In this study, flake Zn2Ti3O8, TiO2 and rod ZnO catalysts were successfully synthesized by hydrothermal and calcination methods, and the catalytic performance of the three catalysts for MgH2 was compared. Notably, Zn2Ti3O8 had a significant synergistic enhancement effect on the dehydrogenation temperature and desorption kinetics of MgH2. The experimental results showed that the dehydrogenation of MgH2 + 12 wt% Zn2Ti3O8 composite started at about 195 °C, which was about 150 °C lower than that of pure MgH2. Moreover, at 325 °C, MgH2 released only 3.06 wt% H2 in 20 min, whereas the MgH2 + 12 wt% Zn2Ti3O8 composite released the same amount of hydrogen at 250 °C in 3 min.

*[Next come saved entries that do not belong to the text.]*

PR #10330, opened 2024-11-27
Fix recompute_timestamps not setting the other timestamp to nil

FinnIckler:
This isn't entirely needed, because you usually don't go from deleted -> accepted, but if an organizer accidentally deleted someone and puts them back to accepted the registration will still be marked as deleted

### DIFF
--- a/app/models/registration.rb
+++ b/app/models/registration.rb
@@ -64,8 +64,10 @@ class Registration < ApplicationRecord
       self.deleted_at = nil
     when Registrations::Helper::STATUS_ACCEPTED
       self.accepted_at = DateTime.now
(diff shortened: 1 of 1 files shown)


gregorbg (commented):
I feel like I had this in my initial PR and then either you or I myself removed it for "some reason" :tm:

How does V1 handle this kind of situation?

FinnIckler:
V1 does it the same
```
if !registration.accepted?
          if registration.update(accepted_at: Time.now, accepted_by: current_user.id, deleted_at: nil)
```

gregorbg (approved):

Issue #10333, opened 2024-11-28
In the new registration system DOB and Email are exported as 'undefined' in registration csv


pranav-027:
**Describe the bug**
After exporting the registration CSV in the new reg system DOB and emails are exported as undefined.

FinnIckler:
ah yeah we moved those from registration.email to registration.user.email

PR #10334, opened 2024-11-28
Fixed dob and email showing as undefined in exported csv

pranav-027:
registration.email -> registration.user.email
registration.dob -> registration.user.dob

fixes: https://github.com/thewca/worldcubeassociation.org/issues/10333


dunkOnIT (approved):
Thanks for the fix!

PR #10335, opened 2024-11-28
unify edit endpoints

FinnIckler:
It feels kinda silly getting the registration and then only using the id, but we do need the competition as well. 
So we could instead fetch the competition separately? Or we just use the registration from the backend...


gregorbg:
Why is this breaking V1?

FinnIckler:
you are right. you can just edit V1 Registrations In the V3 Edit Form no problem

gregorbg:
Why are you entirely removing the V1 edit form anyways? It has its own legacy V1 routes since forever, which can continue to exist.

FinnIckler:
because I thought we don't want any `if registration_version_v3?` dead code anymore

gregorbg:
Yes, but that's for the other PR. This one should only concern cleaning up routes

FinnIckler:
So I still duplicate the routes but just make the v3 route use an id and then merge it together in a later PR?

gregorbg:
My point was to remove the v2-style routes that pass competition ID+user ID and use V1-style routes for the V3 components as well

FinnIckler:
I misunderstood then, I thought you wanted to just have one route. Let me reopen this PR with only those changes

gregorbg:
Well, it will end up being just one route - that is, V3 will switch to use the V1 style routes and V1 will keep its V1 routes.

So there's only V1-style routes which identify the registration by primary key ID in the end

Issue #10336, opened 2024-11-29
CSV export: Region names with commas overflow to next column


dunkOnIT:
Report received:
"some regions (for example, Hong Kong, China or Macau, China) are parsed by most applications (e.g. google sheets) as being 2 columns wide, effectively making records for people from those regions not matching the correct fields. Additionally, on the exports, the birthdate and email fields are undefined for every entry.

To replicate both issues, you can look at the registrations for [this competition](https://www.worldcubeassociation.org/competitions/BerkeleyDecTricubealon2024/edit/registrations)"

I suspect this is because the comma in region names which have commas is not being escaped - @pranav-027 is that an issue you'd like to take a look at?

pranav-027:
Hello @dunkOnIT. Sure I would take a look. You can assign it to me

pranav-027:
Fixed: https://github.com/thewca/worldcubeassociation.org/pull/10337

PR #10337, opened 2024-11-29
Fixed countryId overflow in registration csv for countries with comma in name

pranav-027:
Fixes: https://github.com/thewca/worldcubeassociation.org/issues/10336

Screenshot: 
image

I feel it's a reasonable fix for now. But in the future the function could be re-written to eliminate all possible errors


dunkOnIT (approved):
Thanks for the quick fix!

Issue #10320, opened 2024-11-25
Multiple Iterations of Senior / regional delegate emails when organizer addition/removal notification is sent.


pranav-027:
**Describe the bug**
Someone reported this on Discord: when an organizer is added or removed, or when the competitions are confirmed, the email contains duplicate iterations of the emails of senior/regional delegates.

**Screenshots**
Screenshot from Discord: 
![1](https://github.com/user-attachments/assets/b1030e12-117b-46fb-8100-74caecfa39ed)

Screenshots from my local testing:
![image](https://github.com/user-attachments/assets/c1a9ca06-9365-49c4-b75a-ba04ca29568e)

![image](https://github.com/user-attachments/assets/febcefdf-4274-4735-9210-49770586bbc7)

gregorbg:
This error occurs because of a quirk in our Delegate role metadata join.

Some users are marked as Delegates multiple times, most notably if they have Senior/Regional responsibilities. In that case, there's one entry for them as a "normal" Delegate and once more in their extended role (Senior Delegate or Regional Delegate). This "ruins" the JOIN under the hood, making some rows appear multiple times.

I will point you to a "proper" fix directly on the relevant PR.

PR #10339, opened 2024-11-30
Fixed multiple senior email iterations in organizer addition/removal notification

pranav-027:
Fixes: https://github.com/thewca/worldcubeassociation.org/issues/10320

image

I wasn't able to find the root cause, but this seems like a good fix for the places where emails are visually represented. The emails are still duplicated in the recipient list, but thankfully, the email client handles that duplication.

### DIFF
--- a/app/models/competition.rb
+++ b/app/models/competition.rb
@@ -14,7 +14,7 @@ class Competition < ApplicationRecord
   has_many :competitors, -> { distinct }, through: :results, source: :person
   has_many :competitor_users, -> { distinct }, through: :competitors, source: :user
   has_many :competition_delegates, dependent: :delete_all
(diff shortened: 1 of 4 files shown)


gregorbg (changes requested):
Formally requesting the `distinct` directly in the `competition.rb` model as indicated in my previous comment.

pranav-027:
Fixed! 

image

image

gregorbg (commented):
Super nitpick, but I think `includes(...).distinct` is a bit more efficient (it will allow Rails to consider the preloads before collapsing down the rows)

pranav-027:
fixed and tested!

gregorbg (approved):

After complete dehydrogenation, the MgH2 + 12 wt% Zn2Ti3O8 composite initiated hydrogen uptake at 40 °C and absorbed about 6.05 wt% of H2 in 60 min at 200 °C. The hydrogen uptake activation energy and dehydrogenation activation energy of the composites were reduced by 24.56 kJ/mol and 44.67 kJ/mol, respectively, when compared to the pure MgH2. Cycling experiments showed that after 20 cycles, the MgH2 + 12 wt% Zn2Ti3O8 composite maintained good cycling stability and the hydrogen storage capacity was still more than 96 %. Therefore, the composite exhibits excellent catalytic and hydrogen storage properties, and has potential applications in improving the hydrogen release rate and reducing the activation energy.